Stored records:
PR #86, opened 2023-11-29
.github/workflows: automate the docs creation ticket after release

ryanluu12345:
Gets the log between the head of the branch and the latest release tag. Then creates a ticket with the relevant fields, using the official JIRA GH action helper.

Resolves: CC-26297, CC-26370
Release Note: Release notes are now more structured and describe customer implications more clearly. These notes are now picked up by automation and will be reflected in documentation pages.

Test run: https://github.com/cockroachdb/molt/actions/runs/7038865628
Created ticket: https://cockroachlabs.atlassian.net/browse/DOC-9302

### DIFF
--- a/.github/workflows/release.yaml
+++ b/.github/workflows/release.yaml
@@ -87,3 +87,52 @@ jobs:
       if: ${{ github.event_name == 'release' }}
       run: |
         gcloud compute url-maps invalidate-cdn-cache molt-lms-release-artifacts-prod-default --path "/molt/cli/*" --async
+
+  create-docs-ticket:
+    if: ${{ github.event_name == 'release' }}
+    needs: [release-cli]
+    environment: ${{ github.event_name == 'release' && 'prod' || 'dev' }}
+    runs-on: ubuntu-latest
+    steps:
+      - uses: actions/checkout@v3
+        with:
+          fetch-depth: 0
+      - name: Extract short log, ref, and date
+        id: extract
+        run: | 
+          echo "Ref: ${GITHUB_REF_NAME#v}"
+          echo "tag=${GITHUB_REF_NAME#v}" >> $GITHUB_OUTPUT
+          echo "release_date=$(date '+%Y-%m-%d')" >> $GITHUB_OUTPUT
+          # We are sorting the tags by semver and getting the second highest because that is
+          # the latest released version. The highest semver is the one currently being released
+          # since the tagging happens right before this runs.
+          latest_tag=$(git tag -l | grep -E '^v[0-9]+\.[0-9]+\.[0-9]+$' | sort -V | tail -2 | head -1)
+          echo "$latest_tag is the latest tag"
+
+          # Filters all commits from latest tag to now, looks for release notes, excludes empty ones, and adds a dash at the front of each line.
+          output=$(git log $latest_tag..HEAD | grep -i "release note:" | grep -vi 'release note: none' | sed 's/^ *Release Note: *//I' | sed 's/^/- /')
+          EOF=$(dd if=/dev/urandom bs=15 count=1 status=none | base64)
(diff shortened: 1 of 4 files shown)


.github/workflows/release.yaml
```diff
@@ -87,3 +87,52 @@ jobs:
...
+          echo "tag=${GITHUB_REF_NAME#v}" >> $GITHUB_OUTPUT
+          echo "release_date=$(date '+%Y-%m-%d')" >> $GITHUB_OUTPUT
+          # We are sorting the tags by semver and getting the second highest because that is
+          # the latest released version. The highest semver is the one currently being released
+          # since the tagging happens right before this runs.
+          latest_tag=$(git tag -l | grep -E '^v[0-9]+\.[0-9]+\.[0-9]+$' | sort -V | tail -2 | head -1)
+          echo "$latest_tag is the latest tag"
+
+          # Filters all commits from latest tag to now, looks for release notes, excludes empty ones, and adds a dash at the front of each line.
+          output=$(git log $latest_tag..HEAD | grep -i "Release note:" | sed 's/^ *Release Note: *//I' | grep -vi 'None' | sed 's/^/- /')
```
ZhouXing19, line 113: I wonder if `grep -vi 'None'` here will exclude commit messages that contains `None` as a substring. IIUC, here we want to exclude the case with `Release Note: None`. So do you think we should do `grep -vi '^none$'`? 

FYI:

```bash
❯ echo "hello none" | grep -vi 'none'
(base)

❯ echo "hello none" | grep -vi '^none$'
hello none
```

ryanluu12345: Actually a really good catch, I'm going to do this.

.github/workflows/release.yaml
```diff
@@ -87,3 +87,52 @@ jobs:
...
+          echo "tag=${GITHUB_REF_NAME#v}" >> $GITHUB_OUTPUT
+          echo "release_date=$(date '+%Y-%m-%d')" >> $GITHUB_OUTPUT
+          # We are sorting the tags by semver and getting the second highest because that is
+          # the latest released version. The highest semver is the one currently being released
+          # since the tagging happens right before this runs.
+          latest_tag=$(git tag -l | grep -E '^v[0-9]+\.[0-9]+\.[0-9]+$' | sort -V | tail -2 | head -1)
+          echo "$latest_tag is the latest tag"
+
+          # Filters all commits from latest tag to now, looks for release notes, excludes empty ones, and adds a dash at the front of each line.
+          output=$(git log $latest_tag..HEAD | grep -i "Release note:" | sed 's/^ *Release Note: *//I' | grep -vi 'release note: none' | sed 's/^/- /')
```
ryanluu12345, line 113: Did this: `grep -vi 'release note: none'`. The reason is that we want to look for release notes having `None`. As long as we abide by the release note guidelines, this should be safe, and specific enough.

.github/workflows/release.yaml
```diff
@@ -87,3 +87,52 @@ jobs:
...
+          JIRA_API_TOKEN: ${{ secrets.JIRA_API_TOKEN }}
+      - name: Create DOC JIRA ticket
+        id: create
+        uses: atlassian/gajira-create@v3
+        with:
+          project: DOC
+          issuetype: Docs
+          summary: MOLT Fetch/Verify (${{steps.extract.outputs.release_date}}) release ${{steps.extract.outputs.tag}}
+          description: ${{steps.extract.outputs.shortlog}}
+          # 10310 is product area - Migrations. 10175 is doc type - release notes. Assignee is Ryan Kuo.
```
ZhouXing19, line 135: Thanks for the detailed comment!

ZhouXing19 (approved):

> **Problem**: Copy out every entry exactly.

> **Finished exercise**:
PR #86, opened 2023-11-29
.github/workflows: automate the docs creation ticket after release

ryanluu12345:
Gets the log between the head of the branch and the latest release tag. Then creates a ticket with the relevant fields, using the official JIRA GH action helper.

Resolves: CC-26297, CC-26370
Release Note: Release notes are now more structured and describe customer implications more clearly. These notes are now picked up by automation and will be reflected in documentation pages.

Test run: https://github.com/cockroachdb/molt/actions/runs/7038865628
Created ticket: https://cockroachlabs.atlassian.net/browse/DOC-9302

### DIFF
--- a/.github/workflows/release.yaml
+++ b/.github/workflows/release.yaml
@@ -87,3 +87,52 @@ jobs:
       if: ${{ github.event_name == 'release' }}
       run: |
         gcloud compute url-maps invalidate-cdn-cache molt-lms-release-artifacts-prod-default --path "/molt/cli/*" --async
+
+  create-docs-ticket:
+    if: ${{ github.event_name == 'release' }}
+    needs: [release-cli]
+    environment: ${{ github.event_name == 'release' && 'prod' || 'dev' }}
+    runs-on: ubuntu-latest
+    steps:
+      - uses: actions/checkout@v3
+        with:
+          fetch-depth: 0
+      - name: Extract short log, ref, and date
+        id: extract
+        run: | 
+          echo "Ref: ${GITHUB_REF_NAME#v}"
+          echo "tag=${GITHUB_REF_NAME#v}" >> $GITHUB_OUTPUT
+          echo "release_date=$(date '+%Y-%m-%d')" >> $GITHUB_OUTPUT
+          # We are sorting the tags by semver and getting the second highest because that is
+          # the latest released version. The highest semver is the one currently being released
+          # since the tagging happens right before this runs.
+          latest_tag=$(git tag -l | grep -E '^v[0-9]+\.[0-9]+\.[0-9]+$' | sort -V | tail -2 | head -1)
+          echo "$latest_tag is the latest tag"
+
+          # Filters all commits from latest tag to now, looks for release notes, excludes empty ones, and adds a dash at the front of each line.
+          output=$(git log $latest_tag..HEAD | grep -i "release note:" | grep -vi 'release note: none' | sed 's/^ *Release Note: *//I' | sed 's/^/- /')
+          EOF=$(dd if=/dev/urandom bs=15 count=1 status=none | base64)
(diff shortened: 1 of 4 files shown)


.github/workflows/release.yaml
```diff
@@ -87,3 +87,52 @@ jobs:
...
+          echo "tag=${GITHUB_REF_NAME#v}" >> $GITHUB_OUTPUT
+          echo "release_date=$(date '+%Y-%m-%d')" >> $GITHUB_OUTPUT
+          # We are sorting the tags by semver and getting the second highest because that is
+          # the latest released version. The highest semver is the one currently being released
+          # since the tagging happens right before this runs.
+          latest_tag=$(git tag -l | grep -E '^v[0-9]+\.[0-9]+\.[0-9]+$' | sort -V | tail -2 | head -1)
+          echo "$latest_tag is the latest tag"
+
+          # Filters all commits from latest tag to now, looks for release notes, excludes empty ones, and adds a dash at the front of each line.
+          output=$(git log $latest_tag..HEAD | grep -i "Release note:" | sed 's/^ *Release Note: *//I' | grep -vi 'None' | sed 's/^/- /')
```
ZhouXing19, line 113: I wonder if `grep -vi 'None'` here will exclude commit messages that contains `None` as a substring. IIUC, here we want to exclude the case with `Release Note: None`. So do you think we should do `grep -vi '^none$'`? 

FYI:

```bash
❯ echo "hello none" | grep -vi 'none'
(base)

❯ echo "hello none" | grep -vi '^none$'
hello none
```

ryanluu12345: Actually a really good catch, I'm going to do this.

.github/workflows/release.yaml
```diff
@@ -87,3 +87,52 @@ jobs:
...
+          echo "tag=${GITHUB_REF_NAME#v}" >> $GITHUB_OUTPUT
+          echo "release_date=$(date '+%Y-%m-%d')" >> $GITHUB_OUTPUT
+          # We are sorting the tags by semver and getting the second highest because that is
+          # the latest released version. The highest semver is the one currently being released
+          # since the tagging happens right before this runs.
+          latest_tag=$(git tag -l | grep -E '^v[0-9]+\.[0-9]+\.[0-9]+$' | sort -V | tail -2 | head -1)
+          echo "$latest_tag is the latest tag"
+
+          # Filters all commits from latest tag to now, looks for release notes, excludes empty ones, and adds a dash at the front of each line.
+          output=$(git log $latest_tag..HEAD | grep -i "Release note:" | sed 's/^ *Release Note: *//I' | grep -vi 'release note: none' | sed 's/^/- /')
```
ryanluu12345, line 113: Did this: `grep -vi 'release note: none'`. The reason is that we want to look for release notes having `None`. As long as we abide by the release note guidelines, this should be safe, and specific enough.

.github/workflows/release.yaml
```diff
@@ -87,3 +87,52 @@ jobs:
...
+          JIRA_API_TOKEN: ${{ secrets.JIRA_API_TOKEN }}
+      - name: Create DOC JIRA ticket
+        id: create
+        uses: atlassian/gajira-create@v3
+        with:
+          project: DOC
+          issuetype: Docs
+          summary: MOLT Fetch/Verify (${{steps.extract.outputs.release_date}}) release ${{steps.extract.outputs.tag}}
+          description: ${{steps.extract.outputs.shortlog}}
+          # 10310 is product area - Migrations. 10175 is doc type - release notes. Assignee is Ryan Kuo.
```
ZhouXing19, line 135: Thanks for the detailed comment!

ZhouXing19 (approved):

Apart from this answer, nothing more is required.